Ehem, öhöm.
İlk kitaba oranla çok daha güzel öyküler karşılıyor bizi. Eser ve yazarlara yaptığı göndermeleriyle sırıttığım öykü sayısı hiç de az değil. İhsan abimizin o esprili hicvi de tam kıvamında göz kırpıyor bize. Bu defa öykülerin daha karanlık olduğunu da belirtmek gerekir. İlk kitabın o genel eğlenceli havasını yer yer karanlık atmosfer kaplayıveriyor.
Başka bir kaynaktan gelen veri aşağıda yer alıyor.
PR #311, opened 2022-04-14
bugfix(k8s): avoid "index out of range" panic by replacing magic indexes with containerLookup map

cognifloyd:
A bug report in slack pointed out that with services the kubernetes Runtime sometimes gets the wrong container.
See: https://gophers.slack.com/archives/CNRRKE8KY/p1646859800708539?thread_ts=1646859573.285529&cid=CNRRKE8KY

> I am also seeing a crash when adding services to the pipeline, panic: runtime error: index out of range [-1].  It looks like the logic https://github.com/go-vela/worker/blob/7c9599fdd5b4cb9d26ff235d41479cfe56f4f3ba/runtime/kubernetes/image.go#L55-L57 to exclude the init isn’t holding true on my deployment when using services.

So, this replaces magic index calculation with an index lookup map.

### DIFF
--- a/runtime/kubernetes/build_test.go
+++ b/runtime/kubernetes/build_test.go
@@ -392,6 +392,7 @@ func TestKubernetes_AssembleBuild(t *testing.T) {
 	for _, test := range tests {
 		_engine, err := NewMock(test.k8sPod)
 		_engine.Pod = test.enginePod
+
 		_engine.containersLookup = map[string]int{}
 		for i, ctn := range test.enginePod.Spec.Containers {
 			_engine.containersLookup[ctn.Name] = i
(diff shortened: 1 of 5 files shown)


kneal (approved):
LGTM 🐬 

I think this is fine, my only concern reading it was ensuring we aren't depending on the order of items in the map but I don't see that as the case.

cognifloyd:
Agreed - it really should be treated as an unordered lookup map. Thus far I'm only accessing it by key.

wass3r (dismissed):

wass3r:
sorry, maybe merged out of order, but this now has conflicts :(

cognifloyd:
> sorry, maybe merged out of order, but this now has conflicts :(

Nah. I didn't have an order in mind.

I merged in master. :)

jbrockopp (approved):
LGTM

JordanSussman (approved):

wass3r (approved):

Sonuyla şaşırtan öyküler de bu kitapta daha fazlaydı. Hele ki Witcher kıvamındaki Zaferin Yolu adlı öykü o tüm sayfalar boyunca giden klişe havasıyla "aman, of" dedirtirken öyle bir ters yöne sapıyor ki, yazara şapka çıkarmamak elde değil. O zaman Witcher oynayanlar olarak ne diyoruz? Oovv Geralt

. (Dedikten sonra oyunu geri yüklüyorum)
Hayal A.Ş. sanırım Efsuncunun Sırrı ile kitaptaki önde gelen favorilerimden. Konu itibariyle oldukça farklı bir yapıya sahipti. Epey özgündü, ne diyim

. Öte yandan Kukla, sonuyla yine şaşırtmak için orada bulunan karanlık, ama kıpkısa bir öykü olarak bizleri bekliyor.
Kapağı daha aydınlık, belki daha sevimli olabilir, ama içeriği kesinlikle öyle değil. Bunu da büyük mutlulukla söylüyorum. Bu neşeli ve sıcak insandan beklemeyeceğiniz türden gizemler var kitapta ve sizi kitap boyunca takip ediyorlar.
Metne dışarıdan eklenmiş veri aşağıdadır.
PR #312, opened 2022-04-15
tests: Convert runtime tests to subtests

cognifloyd:
I use Goland to run `go test`. At least with Goland, `testing.Run()` improves the output and test selection. And it makes it easier to see which subtest has failed.

As I develop and refactor, I would really like to see this everywhere. This starts with all tests under `runtime/`.
After this is merged I can prepare another one that does `executor/`.

### DIFF
--- a/runtime/context_test.go
+++ b/runtime/context_test.go
@@ -50,11 +50,13 @@ func TestRuntime_FromContext(t *testing.T) {
 
 	// run tests
 	for _, test := range tests {
-		got := FromContext(test.context)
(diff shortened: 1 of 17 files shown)


kneal (dismissed):
LGTM 🐬  😍

jbrockopp (dismissed):
LGTM

wass3r (approved):
thanks for this! i like this approach better as well.

jbrockopp (approved):
LGTM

En sonunda da havamı atayım da beğenilerim bitsin: Öykülerin yarısından fazlasını çok önceden okumuştum

.
Ben sevdim, eller alsın. Eller alırken oyalanmasıııın!
Not: hiç mi eleştirim yok? Elbette var. O eleştiriler de yazarın kendisine iletildi bile.